Solution: count digits

numbers = [1203, 1256, 312456, 98]

count = [0] * 10 # same as [0, 0, 0, 0, 0, 0, 0, 0, 0, 0]

for num in numbers:
    for char in str(num):
        count[int(char)] += 1

for d in range(0, 10):
    print("{}  {}".format(d, count[d]))

First we have to decide where are we going to store the counts. A 10 element long list seems to fit our requirements so if we have 3 0s and 2 8s we would have [3, 0, 0, 0, 0, 0, 0, 0, 2, 0].

• We have a list of numbers.

• We need a place to store the counters. For this we create a variable called counter which is a list of 10 0s. We are going to count the number of times the digit 3 appears in counters[3].

• We iterate over the numbers so num is the current number. (e.g. 1203)

• We would like to iterate over the digits in the current number now, but if we write for var in num we will get an error TypeError: 'int' object is not iterable because num is a number, but numbers are not iterables, so we we cannot iterate over them. So we need to convert it to a string using str.

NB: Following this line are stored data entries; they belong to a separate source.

PR #568, opened 2019-05-14
Remove DiagnosticSource packaging workaround

sbomer:
With the latest cecil update in https://github.com/mono/linker/pull/471, we are using SDK-style projects and building cecil for netstandard2.0, so the workaround for https://github.com/dotnet/sdk/issues/3194 is no longer necessary.


sbomer:
@marek-safar PTAL.

PR #572, opened 2019-05-20
Allow overriding assembly action on root assemblies

sbomer:
When rooting assemblies via '-a' or '-r', ResolveFromAssemblyStep sets a default action depending on whether the assembly is a library or exe. This default takes precedence over any assembly action passed for that assembly via the command line using '-p <action> <assemblyname>'.
This change makes it possible to override the default assembly action even for root assemblies.

This is useful especially in cases (like we want to do for .NET Core) where we'd like to choose a conservative default that keeps the entire app assembly, only trimming framework code.

@marek-safar PTAL

### DIFF
--- a/src/linker/Linker.Steps/ResolveFromAssemblyStep.cs
+++ b/src/linker/Linker.Steps/ResolveFromAssemblyStep.cs
@@ -86,8 +86,10 @@ namespace Mono.Linker.Steps
 
 		public static void ProcessLibrary (LinkContext context, AssemblyDefinition assembly, RootVisibility rootVisibility = RootVisibility.Any)
 		{
-			var action = rootVisibility == RootVisibility.Any ? AssemblyAction.Copy : AssemblyAction.Link;
-			context.SetAction (assembly, action);
+			if (!context.Actions.Contains (assembly.Name.Name)) {
+				var action = rootVisibility == RootVisibility.Any ? AssemblyAction.Copy : AssemblyAction.Link;
+				context.SetAction (assembly, action);
+			}
 
 			context.Tracer.Push (assembly);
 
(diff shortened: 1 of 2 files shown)


src/linker/Linker.Steps/ResolveFromAssemblyStep.cs
```diff
@@ -86,8 +86,10 @@ protected virtual void ProcessLibrary (AssemblyDefinition assembly)
 
 		public static void ProcessLibrary (LinkContext context, AssemblyDefinition assembly, RootVisibility rootVisibility = RootVisibility.Any)
 		{
-			var action = rootVisibility == RootVisibility.Any ? AssemblyAction.Copy : AssemblyAction.Link;
-			context.SetAction (assembly, action);
+			if (!context.Actions.Contains (assembly.Name.Name)) {
+				var action = rootVisibility == RootVisibility.Any ? AssemblyAction.Copy : AssemblyAction.Link;
+				context.SetAction (assembly, action);
```
marek-safar: SetAction does more than just setting the action. I think better fix could be to leave this part untouched and modify SetAction to something like this

```c#
		public void SetAction (AssemblyDefinition assembly, AssemblyAction defaultAction)
		{
			RegisterAssembly (assembly);

			if (!_actions.TryGetValue (assembly.Name.Name, out AssemblyAction action))
				action = defaultAction;

			Annotations.SetAction (assembly, action);
		}
```

sbomer: Great suggestion, thanks! I had thought Context.SetAction was used elsewhere, but now I realize that we mostly call Annotations.SetAction, and *Context.SetAction* is used only in these two places.

PR #579, opened 2019-05-23
Revert "Make sure _needAddBypassNGenStep is false if the assembly act…

sbomer:
…ion is overridden by specifying more than once"

This reverts commit 7dce9327c11798b4811d2b376a8fcbc2fc399f2e.

The logic was originally changed so that parameters like `-c addbypassngen -c copy` would not result in an unnecessary AddBypassNGen step being added to the linker pipeline. However, we need to support cases like `-c addbypassngen -p copy MyAssembly`, where one assembly gets a different action from the default. In this case, we still need the addbypassngen step.

Reverting this commit will reintroduce the unnecessary AddBypassNGen step that the original change was designed to prevent for cases like `-c addbypassngen -c copy`. However, because the step itself checks the assembly action, the unnecessary step doesn't change the linker behavior.

@cshung PTAL

### DIFF
--- a/src/linker/Linker/Driver.cs
+++ b/src/linker/Linker/Driver.cs
@@ -466,6 +466,9 @@ namespace Mono.Linker {
 		AssemblyAction ParseAssemblyAction (string s)
 		{
 			var assemblyAction = (AssemblyAction)Enum.Parse(typeof(AssemblyAction), s, true);
+			// The AddBypassNGenStep is necessary if any actions (default or per-assembly) are AddBypassNGen(Used).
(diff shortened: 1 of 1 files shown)


cshung:
I talk to @sbomer, I agree the change is the right fix.

The only change I would recommend is to add a comment in `Mono.Linker.Driver.ParseAssemblyAction()` referencing `Mono.Linker.Steps.AddBypassNGenStep.ProcessAssembly()`, so to prevent this issue get _fixed_ again.

sbomer:
Thanks @cshung, I've added a clarifying comment.
@marek-safar PTAL

PR #582, opened 2019-05-24
Use "-reference" in LinkTask

sbomer:
Left-over from https://github.com/mono/linker/pull/567/files. I believe this is what's causing https://github.com/dotnet/coreclr/issues/24397#issuecomment-495720076. @marek-safar PTAL


cup:
https://github.com/dotnet/coreclr/issues/24397
https://github.com/mono/linker/pull/567

https://github.com/mono/linker/pull/582

PR #583, opened 2019-05-25
Avoid overwriting outputs whose guid hasn't changed.

vargaz:


src/linker/Linker.Steps/OutputStep.cs
```diff
@@ -103,7 +103,34 @@ protected virtual void WriteAssembly (AssemblyDefinition assembly, string direct
...
+			var prevGuid = Guid.Empty;
+			if (File.Exists (fileName)) {
+				try {
+					var prevModule = ModuleDefinition.ReadModule (fileName);
+					prevGuid = prevModule.Mvid;
+				} catch {
+				}
+			}
+			if (assembly.MainModule.Mvid != prevGuid) {
+				if (Context.LogMessages)
```
mrvoorhe: I believe there is something like  Context.Logger.LogMessage that should be used instead of console write line.

src/linker/Linker.Steps/OutputStep.cs
```diff
@@ -103,7 +103,32 @@ protected virtual void WriteAssembly (AssemblyDefinition assembly, string direct
...
+			//
+			var prevGuid = Guid.Empty;
+			if (File.Exists (fileName)) {
+				try {
+					var prevModule = ModuleDefinition.ReadModule (fileName);
+					prevGuid = prevModule.Mvid;
+				} catch {
+				}
+			}
+			if (assembly.MainModule.Mvid != prevGuid) {
```
mrvoorhe: Could `assembly.MainModule.Mvid` ever return `Guid.Empty`?  If it's plausible, then that would cause problems when `File.Exists` returns false or when the `try` block above encounters an exception.

mrvoorhe:
Can you wait for https://github.com/mono/linker/pull/586 to land, rebase, and then add test(s)?

Here's one you could add after https://github.com/mono/linker/pull/586 lands.

```
		[Test]
		public void UnchangedAssemblyIsNotOverwritten()
		{
			var testCase = CreateIndividualCase (typeof (DeterministicMvidWorks));
			var runner = new TestRunner (new ObjectFactory ());
			var result = runner.Run (testCase);

			var lastWrite = File.GetLastWriteTime(result.OutputAssemblyPath) - new TimeSpan(0, 1, 0);
			File.SetLastWriteTime(result.OutputAssemblyPath.ToString(), lastWrite);

			var result2 = runner.Relink(result);
			
			Assert.That(result2.OutputAssemblyPath, Is.EqualTo(result.OutputAssemblyPath));
			Assert.That(File.GetLastWriteTime(result2.OutputAssemblyPath), Is.EqualTo(lastWrite));
		}
```

mrvoorhe:
I was thinking, this change would open the door to some odd behaviors if you had different symbols settings between runs.

For example. 

1) Run 1 does not have symbol linking enabled.  Run 2 has symbol linking enabled.  I suspect in this case run 2 would not end up with symbol files in the output directory.

2) Instead of symbols on/off, consider what would happen if the type of symbol file changed between runs.  I suspect the second run would not have the expected symbol file.

vargaz:
Old.

PR #587, opened 2019-05-28
Make deterministic output the default.

### LINKED ISSUE #1342: Change deterministic output  to be the default linker mode
We have already `--deterministic` option but it's not enabled by default. This is not desirable as the expectation of most developers is to produce reproducible build by default.

The logic behind the option needs to be changed to be enabled by default.

vargaz:
Fixes #1342


mrvoorhe:
@marek-safar Is there any reason to continue to maintain an option for retaining the original mvid?  We don't make use of the ability so I don't have a strong opinion either way.

mrvoorhe:
@vargaz You'll need to update the tests I landed with https://github.com/mono/linker/pull/586

marek-safar:
I am a little bit worried about changing the default but this is a quite esoteric option so if you are fine with the change we can tweak it.

@vargaz could you update the failing tests?

vargaz:
The CI lanes fail with:
##[error]eng/common/tools.sh(426,): error : Build failed (exit code '1').
##[error]Bash exited with code '1'.
##[section]Finishing: Build illink.sln Release
and no other info.

mrvoorhe:
I think there are problems with deterministic and symbols.   I'll post a PR with repro tests shortly.

Does Roslyn default to `/deterministic`?  If it doesn't, that may be an argument for not turning on deterministic by default.  Along with it maybe not being ready for prime time.

mrvoorhe:
I spoke with @jbevain and he suggested I file cecil bugs.

https://github.com/jbevain/cecil/issues/582
https://github.com/jbevain/cecil/issues/583

Here is a PR with more tests including ignored tests that encounter the cecil bugs.

https://github.com/mono/linker/pull/591

ViktorHofer:
@marek-safar what's the status of this PR?

src/linker/Linker/Driver.cs
```diff
@@ -245,14 +244,9 @@ public void Run (ILogger customLogger = null)
 							context.Resolver.AddReferenceAssembly (GetParam ());
 							continue;
 
-						case "--new-mvid":
```
vargaz: Existing options shouldn't be removed, they should be ignored.

vargaz:
Related tests fail on CI.

vargaz:
What should we do with this ?

marek-safar:
Testing change #947

vargaz:
Obsolete.

ViktorHofer:
Hi, why is this obsolete?

ViktorHofer:
@marek-safar is this now implemented?

marek-safar:
Not yet but we have more up to date PR linked to this one

PR #590, opened 2019-05-29
Add custom logic for reflection-emit to RemoveFeaturesStep.

baulig:
When `--exclude-feature sre` is provided, then we rewrite the `System.RuntimeType.MakeTypeBuilderInstantiation` to throw.

### DIFF
--- a/src/linker/Linker.Steps/RemoveFeaturesStep.cs
+++ b/src/linker/Linker.Steps/RemoveFeaturesStep.cs
@@ -59,10 +59,12 @@ namespace Mono.Linker.Steps
 			}
 
 			if (FeatureSRE) {
-				if (type.FullName == "System.RuntimeType") {
+				if (type.Namespace == "System" && type.Name == "RuntimeType") {
 					foreach (var method in type.Methods) {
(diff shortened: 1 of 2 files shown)


src/linker/Linker.Steps/RemoveFeaturesStep.cs
```diff
@@ -57,6 +58,15 @@ void ProcessType (TypeDefinition type)
 					ExcludeEventSourceImplementation (type);
 			}
 
+			if (FeatureSRE) {
+				if (type.FullName == "System.RuntimeType") {
```
marek-safar: Don't use FullName

src/linker/Linker.Steps/RemoveFeaturesStep.cs
```diff
@@ -57,6 +58,15 @@ void ProcessType (TypeDefinition type)
...
+					foreach (var method in type.Methods) {
+						if (method.Name == "MakeTypeBuilderInstantiation")
+							Annotations.SetAction (method, MethodAction.ConvertToThrow);
```
marek-safar: I think you could break after this

PR #599, opened 2019-06-01
Bump cecil.

vargaz:


vargaz:
This picks up the determinstic guid fixes.

Issue #612, opened 2019-06-09
Linker error "member is declared in another module and needs to be imported" after PR #502


akoeplinger:
We're seeing this issue in the Xamarin.iOS integration of the latest linker sources: the linker throws an exception like `Member 'System.Boolean _unregistered' is declared in another module and needs to be imported`.

I tracked it down to #502, which also seems to have caused other issues like https://github.com/mono/linker/issues/541.

Unfortunately I don't have time to investigate this right now and talking with @mrvoorhe on Slack he doesn't either so we agreed it's best to disable this new feature by default for now.

marek-safar:
I tried to reproduce it but could not. We have also re-enabled the optimization and everything seems to be fine now so closing.

PR #613, opened 2019-06-09
Disable Unreachable Bodies feature by default

akoeplinger:
See https://github.com/mono/linker/issues/612

/cc @marek-safar

### DIFF
--- a/test/Mono.Linker.Tests.Cases/Inheritance.Interfaces/OnReferenceType/NoKeptCtor/UnusedTypeHasExplicitInterfacePropertyPreservedViaXml.cs
+++ b/test/Mono.Linker.Tests.Cases/Inheritance.Interfaces/OnReferenceType/NoKeptCtor/UnusedTypeHasExplicitInterfacePropertyPreservedViaXml.cs
@@ -1,6 +1,8 @@
 using Mono.Linker.Tests.Cases.Expectations.Assertions;
+using Mono.Linker.Tests.Cases.Expectations.Metadata;
 
 namespace Mono.Linker.Tests.Cases.Inheritance.Interfaces.OnReferenceType.NoKeptCtor {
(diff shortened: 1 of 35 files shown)


test/Mono.Linker.Tests.Cases/Inheritance.Interfaces/OnReferenceType/NoKeptCtor/UnusedTypeHasExplicitInterfacePropertyPreservedViaXml.cs
```diff
@@ -1,6 +1,8 @@
 using Mono.Linker.Tests.Cases.Expectations.Assertions;
+using Mono.Linker.Tests.Cases.Expectations.Metadata;
 
 namespace Mono.Linker.Tests.Cases.Inheritance.Interfaces.OnReferenceType.NoKeptCtor {
+	[SetupLinkerArgument ("--disable-opt", "-unreachablebodies")]
```
mrvoorhe: I don't love this double negative way of turning the option back on.  I was thinking a new `enable-opt` command line flag would be more intuitive to use.  That said, this is hopefully a one off temporary situation so I think it's OK.

marek-safar: I agree and I'm not a fan of double negation either. I'd suggest the same as @mrvoorhe. Introduce `-enable-opt` as an undocumented option for now and use it in the tests.

akoeplinger: done

PR #643, opened 2019-07-03
Fix clearinitlocals step

sbomer:
- Adjust to the renamed parameter
- Move the step to illink.dll.

When we ran illink as an msbuild task, Type.GetType would load the
custom step from a dll next to the task assembly, due to MSBuild's
assembly resolution behavior. Now that we run illink.dll as a separate
process, we don't get this behavior automatically any more.

@marek-safar @jkotas


marek-safar:
I'd much prefer this external step to be converted to standard non-default optimizations (enabled by --enable-opt)

sbomer:
@marek-safar I made the requested change - PTAL.

PR #681, opened 2019-07-30
Refactor reflection marking logic to be more precise

marek-safar:


test/Mono.Linker.Tests.Cases/Reflection/MightKeepExtraThings.cs
```diff
@@ -3,7 +3,9 @@
 using Mono.Linker.Tests.Cases.Expectations.Assertions;
 
 namespace Mono.Linker.Tests.Cases.Reflection {
-	public class MightKeepExtraThings {
+	[IgnoreTestCase ("Reflection tracking for simple locals loads")]
```
mrvoorhe: Why add `IgnoreTestCase`?  I don't see any harm in asserting the current expected behavior even if we could do better in the future.

marek-safar: Oh, do we have an attribute to mark expected failure?

mrvoorhe: No we don't.  I didn't think it would fail.  You removed the some `[Kept]` attributes so I thought you had adjusted the expected results to match the new behavior.

PR #774, opened 2019-10-02
Adds processing of satellite assemblies

### LINKED ISSUE #739: Mono Linker doesn't link resources for Blazor
I'm trying to use this awesome [Humanizer](/Humanizr/Humanizer) library in my blazor project. But that library produces resource dll files into **/bin** folder like below:
- `Humanizer.dll`
- `Humanizer.resources.dll`
- `af/Humanizer.resources.dll`
- `ar/Humanizer.resources.dll`
- `bg/Humanizer.resources.dll`
...
- `{culture}/Humanizer.resources.dll`

but when I compile my blazor application, I saw only following libraries are linked:
`Humanizer.dll`
`Humanizer.resources.dll`

But none of `{culture}/Humanizer.resources.dll` are linked or added into **blazor.boot.json**

I can not solve that problem with **Linker.xml** because all the resources are in same namespace and it's `Humanizer.resources.dll`.

Is there any suggestion for solution?

marek-safar:
Fixes #739

### DIFF
--- a/src/linker/Linker.Steps/MarkStep.cs
+++ b/src/linker/Linker.Steps/MarkStep.cs
@@ -1821,7 +1821,10 @@ namespace Mono.Linker.Steps {
 			if (ShouldMarkAsInstancePossible (method))
 				MarkRequirementsForInstantiatedTypes (method.DeclaringType);
 
-			if (IsPropertyMethod (method))
+			if (method.IsConstructor) {
+				if (!Annotations.ProcessSatelliteAssemblies && KnownMembers.IsSatelliteAssemblyMarker (method))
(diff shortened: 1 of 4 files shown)


JustArchi:
@marek-safar I guess there is no way to upgrade mono-linker bundled in .NET Core SDK to include this change?

Is there any confirmation which .NET Core SDK version gets this fix included?

Thank you in advance for answering.

marek-safar:
There is no simple way but you could build it yourself and replace the dll but it's nontrivial. You can fill issue in core-setup to refresh linker dependency but right now I think it's bellow the bar for 3.1 release

PR #777, opened 2019-10-04
Add detection for single member lookup methods in RuntimeReflectionExtensions

### LINKED ISSUE #55: Support for RuntimeReflectionExtensions.GetRuntimeMethod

• On each iteration char will be one character (which in or case we assume that will be a digit, but still stored as a string).

• int(char) will convert the string to a number so for example "2" will be converted to 2.

• count[int(char)] is going to be char[2] if char is "2". That's the location in the list where we count how many times the digit 2 appears in our numbers.

• We increment it by one as we have just encountered a new copy of the given digit.

• That finished the data collection.

• The second for-loop iterates over all the "possible digits" that is from 0-9, prints out the digit and the counter in the respective place.